To use the dataset, you need to scrape the images using the following script. If you face issues downloading the images, please contact [email protected]
$ python scripts/build_dataset_from_url.py
Evaluate the performance of a model on 5Pils for a specific pillar. In this example, we evaluate Date. The results need to be contained in a list of dictionaries, where each dictionary is an instance and contains an 'output' and a 'ground_truth'. The 'output' should be a string.
$ python scripts/evaluate_answer_generation.py --results_file output/results_date.json --task date
Evaluation of Location requires 🌍 GeoNames. You will need to create a (free) account and provide your account name as input.
Collect the text evidence based on their URLS:
$ python scripts/collect_RIS_evidence.py --collect_google 0 --evidence_urls dataset/retrieval_results/evidence_urls.json
Instead of using our evidence set, you can also collect your own by setting collect_google to 1. This will require to provide a Google Vision API key.
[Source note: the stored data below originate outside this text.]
PR #86, opened 2021-12-28
Limit the maximum number of failed login attempts for a user.

andy9775:
After a specified number of failed login attempts, the user is locked out for a defined period of
time. Once the time has passed, the user can attempt to login again.

closes: 12

### DIFF
--- a/server/controllers/v1/tests/user.test.ts
+++ b/server/controllers/v1/tests/user.test.ts
@@ -1,9 +1,11 @@
 import argon2 from 'argon2';
+import mockdate from 'mockdate';
 import db from '../../../models';
 import {
   dbSync,
   makeUser,
   makeUserWithPass,
+  makeValidUser,
 } from '../../../models/tests/testHelpers';
 import { User } from '../../../models/user';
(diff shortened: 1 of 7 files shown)


andy9775:
Note, leaving out f/e changes as we need to standardize the error component

plausibly:
Just took a quick look, I don't think `mockdate` is necessary. Jest allows you to mock the current time, I did something similar in the postdashboard test
https://jestjs.io/docs/jest-object#jestsetsystemtimenow-number--date
  ```
jest.useFakeTimers('modern')
jest.setSystemTime(new Date(...) )
```

**Review by danielduong8 — APPROVED** [review]
LGTM

File: server/controllers/v1/tests/user.test.ts [hunk 1]
```diff
@@ -143,6 +145,71 @@ describe('v1 - User Controller', () => {
       test('Password should not be included in serialized result', () => {
         expect(signInResponse.data.result.password).not.toBeDefined();
       });
+
```
plausibly, line 147: Add test: Other users should not be affected if someone is locked out.

(User 1 is locked out, user 2 can still login normally)

PR #87, opened 2021-12-28
Create 404 page for nginx

andy9775:
closes: 40
Screen Shot 2021-12-28 at 3 38 36 PM

### DIFF
--- a/nginx/html/404.html
+++ b/nginx/html/404.html
@@ -1,0 +1,64 @@
+<!DOCTYPE html>
+<html lang="en">
+  <head>
+    <meta charset="utf-8" />
+    <link rel="icon" href="/favicon.ico" />
+    <meta name="viewport" content="width=device-width, initial-scale=1" />
+    <meta name="theme-color" content="#000000" />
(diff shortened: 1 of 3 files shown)


danielduong8 (approved):
Just a minor comment... don't know if this was what you were going for but it looks like the header at the top is supposed to sort of recreate our header from the dashboard? I think it might be fine to just have the UBoard text somewhere without the blue bar. Otherwise, LGTM!

plausibly (approved):

nginx/html/404.html
```diff
@@ -0,0 +1,64 @@
...
+        padding-top: 15vh;
+      }
+      .error {
+        font-size: 6rem;
+      }
+      .msg {
+        font-size: 1.25rem;
+      }
+    </style>
+    <title>UofTBoard</title>
```
plausibly, line 52: Clicking this should return to /dashboard

andy9775:
Ya, I wanted to keep it consistent. That way it doesn't look like just a general 404 page.

PR #2, opened 2018-05-21
fetch poi in elasticsearch

antoine-de:
follow #1 

fetch the poi in mimir's elasticsearch.

add some test backed by docker.

### DIFF
--- a/api/pois.py
+++ b/api/pois.py
@@ -1,0 +1,16 @@
+
+
+def fetch_es_poi(id, lang) -> dict:
+    # TODO!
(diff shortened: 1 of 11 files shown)


api/pois.py
```diff
@@ -0,0 +1,26 @@
...
+    poi = {
+        'name': es_poi['name'],
+        'id': es_poi['id'],
+        'label': es_poi['label'],
+    }
+    # TODO!
+    return poi
+
+
+def get_poi(id, lang):
```
amatissart: What if `lang` parameter is absent in the HTTP query ? I would prefer an explicit default.

PR #3, opened 2018-05-23
add 3 ways to configure the API

antoine-de:
The configuration can be given from different ways:
1. a default settings is available in utils/default_settings.yaml
2. a yaml settings file can be given with an env var IDUNN_CONFIG_FILE
    (the default settings is still loaded and overriden)
3. specific variable can be overriden with env var. They need to be
given like "IDUNN_{var_name}={value}"
    eg IDUNN_ES_URL=...


app.py
```diff
@@ -1,12 +1,17 @@
 from apistar import App, Include
 from api.urls import api_urls
+from utils.settings import SettingsComponent
```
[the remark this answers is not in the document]
antoine-de: oups :roll_eyes:

utils/settings.py
```diff
@@ -0,0 +1,59 @@
...
+
+    def _load_specific_config(self, project_name):
+        """
+        load settings from a yaml file whose pth in given
+        with the env var {project}_CONFIG_FILE (eg. IDUNN_CONFIG_FILE for the IDUNN project)
+        """
+        path = os.environ.get(f'{project_name}_CONFIG_FILE')
+        if not path:
+            return
+        config_path = path
```
amatissart: unnecessary variable

utils/settings.py
```diff
@@ -0,0 +1,59 @@
...
+        self.settings.update(_load_yaml_file(config_path))
+
+    def _load_from_env_var(self, project_name):
+        """
+        overrides existing settings from the env var.
+        The env var need to be defined as {project}_{var_name}
+        eg. IDUNN_ES to override the "ES" settings in the IDUNN project.
+        """
+        for k in self.settings.keys():
+            ovverided_value = os.environ.get(f'{project_name}_{k}')
```
amatissart: typo: ovverided :arrow_right: overridden

PR #6, opened 2018-05-30
Add fields - QMAPS-303

jbgriesner:
This PR adds a basic object model structure for blocks returned by the API.
Simple tests have been added (note the json in the fixture corresponds to the bragi answer, but does not corresponds to the es answer that idunn makes).

### DIFF
--- a/.travis.yml
+++ b/.travis.yml
@@ -11,7 +11,7 @@ install:
   - pipenv install --dev
 
 script:
-  - pipenv run pytest tests
+  - pipenv run pytest
 
 notifications:
   email: false
--- a/idunn/api/poi.py
+++ b/idunn/api/poi.py
@@ -1,0 +1,94 @@
+from apistar import types, validators
+from idunn.blocks.phone import PhoneBlock
+from idunn.blocks.opening_hour import OpeningHourBlock
+
+BLOCKS_ORDER = [
+    OpeningHourBlock,
+    PhoneBlock
+]
+
+def build_blocks(es_poi, lang):
+    return [c.from_es(es_poi, lang) for c in BLOCKS_ORDER]
+
+def get_name(properties, lang):
+    """Return the POI name from the properties field of the elastic response
+    Here 'name' corresponds to the POI name in the language of the user request (i.e. 'name:{lang}' field).
+
+    If lang is None or if name:lang is not in the properties
+    Then name receives the local name value
+
+    'local_name' corresponds to the name in the language of the country where the POI is located.
+
+    >>> get_name({}, 'fr') is None
+    True
+
+    >>> get_name({'name':'spontini', 'name:en':'spontinien', 'name:fr':'spontinifr'}, None)
+    'spontini'
+
+    >>> get_name({'name':'spontini', 'name:en':'spontinien', 'name:fr':'spontinifr'}, 'cz')
+    'spontini'
+
+    >>> get_name({'name':'spontini', 'name:en':'spontinien', 'name:fr':'spontinifr'}, 'fr')
+    'spontinifr'
+    """
+    name = properties.get(f'name:{lang}')
+    if name is None:
+        name = properties.get('name')
+    return name
+
+def get_geom(es_poi):
+    """Return the correct geometry from the elastic response
+
+    A correct geometry means both lat and lon coordinates are required
+
+    >>> get_geom({}) is None
+    True
+
+    >>> get_geom({'coord':{"lon": None, "lat": 48.858260156496016}}) is None
+    True
+
+    >>> get_geom({'coord':{"lon": 2.2944990157640612, "lat": None}}) is None
+    True
+
+    >>> get_geom({'coord':{"lon": 2.2944990157640612, "lat": 48.858260156496016}})
+    {'coordinates': [2.2944990157640612, 48.858260156496016], 'type': 'Point'}
+    """
+    geom = None
+    if 'coord' in es_poi:
+        coord = es_poi.get('coord')
+        lon = coord.get('lon')
+        lat = coord.get('lat')
+        if lon is not None and lat is not None:
+            geom = {
+                'coordinates': [lon, lat],
+                'type': 'Point'
+            }
+    return geom
+
+class POI(types.Type):
+    id = validators.String(allow_null=True)
+    name = validators.String(allow_null=True)
+    local_name = validators.String(allow_null=True)
+    class_name = validators.String(allow_null=True)
+    subclass_name = validators.String(allow_null=True)
+    geometry = validators.Object(allow_null=True)
+    address = validators.Object(allow_null=True)
+    blocks = validators.Array(items=BLOCKS_ORDER)
+
+    @classmethod
+    def load_poi(cls, es_poi, lang):
+
+        properties = es_poi.get('properties', {})
+
+        return cls(
+            id=es_poi['id'],
+            name=get_name(properties, lang),
+            local_name=properties.get('name'),
+            class_name=properties.get('poi_class'),
+            subclass_name=properties.get('poi_subclass'),
+            geometry=get_geom(es_poi),
+            address= {
+                'label': es_poi.get('address').get('label')
+            },
+            blocks=build_blocks(es_poi, lang)
+        )
--- a/idunn/blocks/opening_hour.py
+++ b/idunn/blocks/opening_hour.py
@@ -1,0 +1,28 @@
+import re
+import datetime
+from apistar import types, validators
+
+class OpeningHourBlock(types.Type):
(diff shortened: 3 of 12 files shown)


idunn/blocks/opening_hour.py
```diff
@@ -86,14 +66,17 @@ def from_es(cls, es_poi, lang):
...
 
         ohr = hoh.render_field(clean_raw, universal=False)
-        description = ohr.full_description()
-        days, is247 = from_desc(description)
 
-        status = ''
+        # plaintext_week = ohr.plaintext_week_description()
+
+        # try:
+        #    days = [{'day_name' d.split(':', 1)[0]: d.split(':', 1)[1].strip()} for d in plaintext_week.splitlines()]
```
antoine-de: exception should be use only sparcingly. check `next`

(and I fhink we should clean this if not used

idunn/blocks/opening_hour.py
```diff
@@ -0,0 +1,77 @@
...
+
+    @classmethod
+    def from_es(cls, es_poi, lang):
+        logger = logging.getLogger('idunn')
+        is247 = False
+
+        raw = es_poi.get('properties', {}).get('opening_hours')
+        if raw is None:
+            return None
+        elif raw is '24/7':
```
antoine-de: you can rewrite this: 
```python
if raw is None:
    return None
is247  = raw == '24/7'
```
(for this use it seems more appropriate to use `==` than `is`)

idunn/blocks/opening_hour.py
```diff
@@ -0,0 +1,77 @@
...
+            is247 = True
+
+        try:
+            clean_raw = hoh.OHParser.sanitize(raw)
+            oh = hoh.OHParser(clean_raw)
+        except (SpanOverMidnight, ParseError) as err:
+            logger.error(f"OpeningHour error: {err}")
+            return None
+
+        status = 'close'
```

Step 1 (Optional): Classify images as manipulated or not after fine-tuning a ViT model on the train set. This step is optional as the predictions for the test set are already provided in dataset/manipulation_detection_test.json
$ python scripts/get_manipulated_images.py
Step 2: Replace manipulated images by the earliest corresponding reverse image search result:
$ python scripts/get_originals_of_manipulated.py --download_image 1
Compute embeddings for evidence ranking and few-shot demonstration selection:
$ python scripts/get_embeddings.py
Generate answers for a specific pillar using a LLM or Multimodal LLM. In this example, we generate answers for Date with multimodal zero-shot Llava:
$ python scripts/get_5pillars_answers.py --results_file output/results_date.json --task date --modality multimodal --n_shots 0 --model llava
Evaluate the quality of the evidence ranking:
$ python scripts/evaluation_ranking.py
If you use the 5Pils dataset or this code in your work, please cite our paper as follows:
@inproceedings{tonglet-etal-2024-image,
title = "{``}Image, Tell me your story!{''} Predicting the original meta-context of visual misinformation",
author = "Tonglet, Jonathan and
Moens, Marie-Francine and
Gurevych, Iryna",
editor = "Al-Onaizan, Yaser and
Bansal, Mohit and
Chen, Yun-Nung",
booktitle = "Proceedings of the 2024 Conference on Empirical Methods in Natural Language Processing",
month = nov,
year = "2024",
address = "Miami, Florida, USA",
publisher = "Association for Computational Linguistics",
url = "https://aclanthology.org/2024.emnlp-main.448",
pages = "7845--7864",
}
This repository contains experimental software and is published for the sole purpose of giving additional background details on the respective publication.